CME: How Long Before US Sees Price Decline?
US - CME's Daily Livestock Report for 20th November 2008.As energy, grain and other commodity prices decline
from the spectacularly high levels established last summer,
a question has been percolating in the popular press - how
long before US consumers see a significant decline in meat
prices?
It’s a reasonable question considering that crude oil prices
are at $50 per barrel from almost $150 last summer and the price of
corn, the main feedstock for US livestock and poultry producers, is
down to $3.50 a bushel from near $8 last summer. But it is also a
question that does not account for the full dynamics in the food
market.
The reality of the matter is that it takes significantly
longer for high raw material costs in the meat sector to translate in
higher consumer prices than it does in many other industries.

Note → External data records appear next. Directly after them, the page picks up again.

PR #4949, opened 2020-08-14
Relieve Flakes - Make Stress Test Run Slightly Longer

jeremyk-91:
**Goals (and why)**:
- The stress test started flaking a lot more, probably because our containers might be a bit weaker here and the theoretical permitted bound of thread blow-up with a bad node (770 if I'm not mistaken) is very close to our 800 limit.

- Increase the allowance to 1,000.
- Add a few more requests on the tail end of the paxos test, so that an implementation that spins up unbounded threads talking to the bad node will still fail.

- This PR is about tests.

- Please validate the test still retains discriminatory power.

- the test

**Priority (whenever / two weeks / yesterday)**: yesterday 🔥  rate of build flakes now is wild

### DIFF
--- a/timelock-server/src/suiteTest/java/com/palantir/atlasdb/timelock/MultiNodePaxosTimeLockServerIntegrationTest.java
+++ b/timelock-server/src/suiteTest/java/com/palantir/atlasdb/timelock/MultiNodePaxosTimeLockServerIntegrationTest.java
@@ -455,9 +455,7 @@ public class MultiNodePaxosTimeLockServerIntegrationTest {
     }
 
     private static void assertNumberOfThreadsReasonable(int startingThreads, int threadCount, boolean nonLeaderDown) {
-        // TODO (jkong): Lower the amount over the threshold. This needs to be slightly higher for now because of the
-        // current threading model in batch mode, where separate threads may be spun up on the autobatcher.
-        int threadLimit = startingThreads + 800;
+        int threadLimit = startingThreads + 1000;
         if (nonLeaderDown) {
             if (threadCount > threadLimit) {
                 System.out.println("hello");
--- a/timelock-server/src/suiteTest/java/com/palantir/atlasdb/timelock/MultiNodePaxosTimeLockServerIntegrationTest.java
+++ b/timelock-server/src/suiteTest/java/com/palantir/atlasdb/timelock/MultiNodePaxosTimeLockServerIntegrationTest.java
@@ -437,7 +437,7 @@ public class MultiNodePaxosTimeLockServerIntegrationTest {
         int startingNumThreads = ManagementFactory.getThreadMXBean().getThreadCount();
         boolean isNonLeaderTakenOut = false;
         try {
-            for (int i = 0; i < 1_500; i++) { // Needed as it takes a while for the thread buildup to occur
+            for (int i = 0; i < 1_800; i++) { // Needed as it takes a while for the thread buildup to occur
                 assertNumberOfThreadsReasonable(
                         startingNumThreads,
                         ManagementFactory.getThreadMXBean().getThreadCount(),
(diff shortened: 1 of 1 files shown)


timelock-server/src/suiteTest/java/com/palantir/atlasdb/timelock/MultiNodePaxosTimeLockServerIntegrationTest.java
```diff
@@ -455,9 +455,7 @@ public void stressTestForPaxosEndpoints() {
     }
 
     private static void assertNumberOfThreadsReasonable(int startingThreads, int threadCount, boolean nonLeaderDown) {
-        // TODO (jkong): Lower the amount over the threshold. This needs to be slightly higher for now because of the
-        // current threading model in batch mode, where separate threads may be spun up on the autobatcher.
-        int threadLimit = startingThreads + 800;
+        int threadLimit = startingThreads + 1000;
         if (nonLeaderDown) {
             if (threadCount > threadLimit) {
```
Jolyon-S, line 460: Drive by comment here, but do we really need this if statement?

timelock-server/src/suiteTest/java/com/palantir/atlasdb/timelock/MultiNodePaxosTimeLockServerIntegrationTest.java
```diff
@@ -437,7 +437,7 @@ public void stressTestForPaxosEndpoints() {
         int startingNumThreads = ManagementFactory.getThreadMXBean().getThreadCount();
         boolean isNonLeaderTakenOut = false;
         try {
-            for (int i = 0; i < 1_500; i++) { // Needed as it takes a while for the thread buildup to occur
+            for (int i = 0; i < 1_800; i++) { // Needed as it takes a while for the thread buildup to occur
```
Jolyon-S, line 440: If I understand this test correctly:
1. This number (`1_800`) represents how long we are running for - the longer, the more accurate the test is (i.e. if we were to run for 100k and still never exceeded the thread limit we'd know it is unlikely to ever go over that amount).
2. The number that you increased below (`+ 800` -> `+ 1000`) is the tolerance - by increasing that you make the tests more tolerant of bad thread buildup, although only by a small amount.

So presumably the concern is that this PR relaxes the test a bit (to make it pass on Circle, sure, but even so). I'm happy with this as it is - 1) should help counteract 2) - but if you wanted to err on the side of caution, increasing 1) further would improve the test (at the cost of time, naturally).

Thoughts?

timelock-server/src/suiteTest/java/com/palantir/atlasdb/timelock/MultiNodePaxosTimeLockServerIntegrationTest.java
jeremyk-91: We do not. Look at line 463 😅  This must have been an artifact of when I did some previous testing

Jolyon-S: yep, that's what I was looking at ^^. I'm guessing this was for a breakpoint.

timelock-server/src/suiteTest/java/com/palantir/atlasdb/timelock/MultiNodePaxosTimeLockServerIntegrationTest.java
jeremyk-91: Yep, your understanding is correct. Here, `1_800` is the number of requests, and `1_000` is the number of threads over the amount at startup that are allowed.

We do expect `(384 + 1) * 2 = 770` threads to be blocked on talking to the dying timelock node. However, there is probably enough variation in other threads that tolerating noise of `800 - 770 = 30` is insufficient (this includes any threads that may be spun up by the JVM or by our application code for whatever reason).

What's important here is that we don't want the number of threads blocked to scale with the number of requests to the dead node. Thus, strictly speaking as a minimum bound you want the number of requests made whilst one node is unresponsive to be at least _half_ of the number of spare threads allowed (the reason for half is because Dialogue spins up a thread as well). So in theory we should have at least `800 / 2 = 400` and now `1000 / 2 = 500` as a minimum, and once you add the offset from requests made before a node crashes we're looking at `900` and `1_100` as theoretical minimum bounds. We want more though to ensure that if 'noise' from other threads being shut down actually makes a _negative_ contribution, the test still doesn't really have a chance of passing.

Jolyon-S: > What's important here is that we don't want the number of threads blocked to scale with the number of requests to the dead node.

Yes, that's the main thing, and my main original concern was that increasing the tolerance by 200 but increasing the requests by 300 may or may not be enough, but I think as you have reasoned out above, it is sufficient.

Looks good to me then, merge away!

There are years between the time a calf is just a sparkle in some
bull’s eye in the fields of Texas and the time a US consumer picks
up a steak or some ground beef at the local supermarket. In some
cases, such as with chicken, the industry was able to keep in check
prices for items such as chicken breasts in order to keep market
share and because some of the loses were offset by better returns in
export markets.
But even more importantly, we propose that a good portion
of the significant increase in food raw material costs (be this higher
grain or meat prices) was absorbed by the various players in the
supply chain and US consumers had actually seen a very small part
of the increase. It is simply too difficult for food retailers and foodservice
establishments to drastically change prices on the shelves or
menus. Often they pushed back and some the rise in raw material
costs was absorbed by suppliers in the form of tighter margins.
When cereal producers were faced with sharply higher wheat and
corn prices last spring, they responded by reducing the pack size
rather than actual prices for consumers (CPI numbers look at price
per unit of serving, however). The chart is an update of
the version we presented last year at around this time. It shows
that while gasoline prices have risen sharply since January 2004, a
result of the easy pass-through of costs in that industry, beef, pork
and poultry price appreciation has actually been much more muted
and very close to the overall headline inflation for this period. Will
meat raw material prices ease going forward? The answer is yes.
Will consumers see lower meat prices? Unlikely, given that they
did not see a significant portion of the increase.